Mem-watch on 0x40d09a40 (ours' controller VA) shows **zero guest writes** in
my 50M-instruction parallel run. Possible reasons:
- The setter writes from kernel/runtime code that mem-watch doesn't capture
(kernel-host store, not guest JIT store)
- The setter writes via a computed alias (different VA but same backing)
- The bit IS set via a probe-quantum-elided JIT store
## Phase B classification
**Class 3a — state-divergence on the controller object**. The vtable
identity is the same (round-37 confirmed `0x820A183C` in both). The
controller object's bit 28 of `[+0]` evolves differently during the setup
between sub_822F1AA8 entry and the loop check.
Class 4 (synthesis) is now LESS attractive: ours' main thread DOES reach
sub_822F1AA8 with the right controller. We don't need to spawn the
dispatcher — we need to PREVENT the main thread from exiting the loop.
## Pragmatic next step — JIT instrumentation to find bit-28 setter
Most direct diagnostic: add a JIT hook in xenia-cpu that, for guest stores
in the range [0x822F1AA8, 0x822F1E10), captures the guest PC + the written
value when the store would set bit 28 of any address. This identifies the
exact PC that sets the loop-exit bit.
Alternative: extend `--mem-watch` to also capture kernel-side stores by
hooking the GuestMemory write path at the kernel-state level.
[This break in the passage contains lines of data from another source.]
PR #1800, opened 2023-04-20
fix for topnav changes with old version of grafana

Ukochka:
# What this PR does
Fix frontend while using topnav flag with older version of grafana
https://raintank-corp.slack.com/archives/C04JCU51NF8/p1681273331570749

### DIFF
--- a/grafana-plugin/src/plugin/GrafanaPluginRootPage.helpers.tsx
+++ b/grafana-plugin/src/plugin/GrafanaPluginRootPage.helpers.tsx
@@ -1,7 +1,7 @@
 import { config } from '@grafana/runtime';
 
 export function isTopNavbar(): boolean {
-  return !!config.featureToggles.topnav;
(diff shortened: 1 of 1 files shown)


joeyorlando (commented):
I would suggest updating `dependencies.grafanaDependency` and/or `dependencies.grafanaVersion` in the `plugin.json` [here](https://github.com/grafana/oncall/blob/dev/grafana-plugin/src/plugin.json#L610-L612) instead. These properties seem better suited for what is trying to be accomplished here.

joeyorlando:
@Ukochka I believe this PR is no longer relevant. In [`plugin.json`](https://github.com/grafana/oncall/blob/dev/grafana-plugin/src/plugin.json#L619C3-L622C4) we specify that OnCall can only be installed on Grafana >= 9.2.0:
```json
"dependencies": {
    "grafanaDependency": ">=9.2.0",
    "plugins": []
  }
```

Even simpler: add a one-shot `--bit-watch=ADDR:MASK` cvar that fires when
the value at ADDR has any bit in MASK transition from 0→1, regardless of
who wrote it. This is the cleanest diagnostic for this exact pattern.
## Fix shape (when bit-28 setter is identified)
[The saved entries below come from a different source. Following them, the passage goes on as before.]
PR #1811, opened 2023-04-24
Edit template modal

Ukochka:
- Drawer for editing templates
- Saving
- Checking the result using latest endpoints with payload 
- cheatsheets
- Additional parameters with conditional templates
- Use Custom payload


joeyorlando (commented):
can we add some e2e tests here for the basic user flows that this PR modifies/adds?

If the bit-28 setter is inside the vtable[+0] dispatch chain at 0x822F1B4C
(target sub_82173990), then the fix might be a state-init issue in the
kernel/runtime.
If the bit-28 setter is inside the inner wait or one of the kernel calls
(`bl 0x824AA8B0`, `bl 0x824AA330`), the fix might be a missing event signal
or a wrong handle-state evolution.
If we can't identify the setter cleanly, the synthesis fallback is to
**inject a kernel-side hook that clears bit 28 of [r30+0] on every entry to
sub_822F1AA8's bit-check site (0x822F1BB0)**. Crude but should keep the
main thread in the loop.
## Why this is a clearer wedge picture than rounds 22-33
Rounds 22-33 chased the audit-049 wedge from various angles. The diagnoses
landed on different layers:
- R22: "wrong cluster targeted" (cluster A vs B)
- R26-30: "state-machine progression bug"
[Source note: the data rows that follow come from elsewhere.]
PR #1814, opened 2023-04-24
"You're Going OnCall" mobile app push notification

joeyorlando:
# What this PR does

https://www.loom.com/share/c5deb35309604cfdab6176c44de7b15e

## Checklist


Dieterbe (approved):
i can't review the python code, but in principle, LGTM

engine/apps/mobile_app/tasks.py
joeyorlando, line 1: this looks like a bigger diff than it actually is. I extracted the logic that is now in the following methods to avoid having to duplicate w/ the addition of this new push notification:
- `send_push_notification_to_fcm_relay`
- `_send_push_notification`
- `_construct_fcm_message`

engine/apps/mobile_app/tests/test_your_going_oncall_notification.py
joeyorlando, line 1: still WIP, need to finish these up

engine/apps/mobile_app/tasks.py
```diff
@@ -153,78 +184,189 @@ def _get_fcm_message(alert_group, user, registration_id, critical):
...
+
+    for schedule_event in schedule.final_events("UTC", now, days=5):
+        users = schedule_event["users"]
+
+        for user in users:
+            user_pk = user["pk"]
+            logger.info(f"Evaluating if we should send push notification for schedule {schedule_pk} for user {user_pk}")
+
+            try:
+                user = User.objects.get(public_primary_key=user_pk)
```
matiasb, line 349: You will be iterating over multiple events, and potentially the same user will appear several times. Would it be worth it to keep a dict/cache with already fetched users (and device? and maybe already notified check?) instead of going to the DB each time?

engine/apps/mobile_app/tasks.py
```diff
@@ -153,78 +184,189 @@ def _get_fcm_message(alert_group, user, registration_id, critical):
...
+        return
+
+    message = _get_alert_group_escalation_fcm_message(alert_group, user, device_to_notify, critical)
+    _send_push_notification(device_to_notify, message, _create_error_log_record)
+
+
+def should_we_send_going_oncall_push_notification(
+    now: timezone.datetime, user_settings: "MobileAppUserSettings", schedule_event: ScheduleEvent
+) -> bool:
+    NOTIFICATION_TIMING_BUFFER = 15 * 60  # 15 minutes in seconds
```
matiasb, line 298: Since the task is scheduled to run every 10 mins, is it possible we may send 2 notifications for the same user/shift combination?

matiasb (commented):
Makes sense, minor comments/questions added :+1:

engine/apps/mobile_app/tasks.py
joeyorlando: good idea 👍  updated in [3335209](https://github.com/grafana/oncall/pull/1814/commits/3335209caeee989c25bb7c59a6c53e1bf5ed7684)

engine/apps/mobile_app/tasks.py
joeyorlando: good point 👍 I ended up storing a key in redis for ~80mins to keep track of these notifications ([change](https://github.com/grafana/oncall/pull/1814/commits/c323eac5d1af995f7ac467b1d488bf869d100d06#diff-b967f09465191f5c7bf2d5cca2356b32aeec88ef5d99946128b8edec0a084cb4R377-R429)) and avoid duplicates

joeyorlando:
discussed w/ @grafana/grafana-oncall-mobile, we will document this feature in a forthcoming PR

engine/apps/mobile_app/tasks.py
```diff
@@ -153,78 +185,256 @@ def _get_fcm_message(alert_group, user, registration_id, critical):
...
+    except OnCallSchedule.DoesNotExist:
+        logger.info(f"Tried to notify user about going on-call for non-existing schedule {schedule_pk}")
+        return
+
+    now = timezone.now()
+    current_date_with_hour = now.replace(minute=0, second=0, microsecond=0).strftime("%Y-%m-%d-%Hh")
+    schedule_final_events = schedule.final_events("UTC", now, days=7)
+
+    relevant_cache_keys = [
+        _generate_going_oncall_push_notification_cache_key(user["pk"], schedule_event, current_date_with_hour)
```
matiasb, line 381: edge case, but using `current_date_with_hour` couldn't still lead to duplicates? (e.g. my shift starts at 16:02?) wouldn't be enough to use user and event keys? (and caching the key for 1h)

matiasb (approved):
LGTM, 2 last questions added.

- R32-33: "pool 3 starvation; bootstrap walk-back"
This round establishes the simplest possible framing:
> **Canary's main thread loops forever in a dispatcher; ours' main thread
> exits the loop after one setup phase. The exit is gated by a single bit
> on the controller's flag word.**
If bit 28 of `[controller+0]` could be permanently cleared, ours' main
thread would stay in the loop, sub_821741C8 would dispatch, signals would
flow, tid=13 would complete, draws would happen.